(Material shown Opens)

PR #29464, opened 2022-05-15
Update using-delegates.md

wuyuansushen:
## Summary

The instantiated delegate is an object. It should be argument rather than parameter when use.


docs/csharp/programming-guide/delegates/using-delegates.md
```diff
@@ -18,7 +18,7 @@ A delegate object is normally constructed by providing the name of the method th
...
+Delegate types are derived from the <xref:System.Delegate> class in .NET. Delegate types are [sealed](../../language-reference/keywords/sealed.md)—they cannot be derived from— and it is not possible to derive custom classes from <xref:System.Delegate>. Because the instantiated delegate is an object, it can be passed as a argument, or assigned to a property. This allows a method to accept a delegate as a parameter, and call the delegate at some later time. This is known as an asynchronous callback, and is a common method of notifying a caller when a long process has completed. When a delegate is used in this fashion, the code using the delegate does not need any knowledge of the implementation of the method being used. The functionality is similar to the encapsulation interfaces provide.
```
BillWagner, line 21: one small grammar nit:

```suggestion
Delegate types are derived from the <xref:System.Delegate> class in .NET. Delegate types are [sealed](../../language-reference/keywords/sealed.md)—they cannot be derived from— and it is not possible to derive custom classes from <xref:System.Delegate>. Because the instantiated delegate is an object, it can be passed as an argument, or assigned to a property. This allows a method to accept a delegate as a parameter, and call the delegate at some later time. This is known as an asynchronous callback, and is a common method of notifying a caller when a long process has completed. When a delegate is used in this fashion, the code using the delegate does not need any knowledge of the implementation of the method being used. The functionality is similar to the encapsulation interfaces provide.
```

BillWagner (approved):
Thanks @wuyuansushen 

With one small grammar fix, this is great.
I'll :shipit: now.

(Material shown Closes)

• **Aim of the task**
The expected output is an exact copy of all the records above.

• **Exercise answer**
PR #29464, opened 2022-05-15
Update using-delegates.md

wuyuansushen:
## Summary

The instantiated delegate is an object. It should be argument rather than parameter when use.


docs/csharp/programming-guide/delegates/using-delegates.md
```diff
@@ -18,7 +18,7 @@ A delegate object is normally constructed by providing the name of the method th
...
+Delegate types are derived from the <xref:System.Delegate> class in .NET. Delegate types are [sealed](../../language-reference/keywords/sealed.md)—they cannot be derived from— and it is not possible to derive custom classes from <xref:System.Delegate>. Because the instantiated delegate is an object, it can be passed as a argument, or assigned to a property. This allows a method to accept a delegate as a parameter, and call the delegate at some later time. This is known as an asynchronous callback, and is a common method of notifying a caller when a long process has completed. When a delegate is used in this fashion, the code using the delegate does not need any knowledge of the implementation of the method being used. The functionality is similar to the encapsulation interfaces provide.
```
BillWagner, line 21: one small grammar nit:

```suggestion
Delegate types are derived from the <xref:System.Delegate> class in .NET. Delegate types are [sealed](../../language-reference/keywords/sealed.md)—they cannot be derived from— and it is not possible to derive custom classes from <xref:System.Delegate>. Because the instantiated delegate is an object, it can be passed as an argument, or assigned to a property. This allows a method to accept a delegate as a parameter, and call the delegate at some later time. This is known as an asynchronous callback, and is a common method of notifying a caller when a long process has completed. When a delegate is used in this fashion, the code using the delegate does not need any knowledge of the implementation of the method being used. The functionality is similar to the encapsulation interfaces provide.
```

BillWagner (approved):
Thanks @wuyuansushen 

With one small grammar fix, this is great.
I'll :shipit: now.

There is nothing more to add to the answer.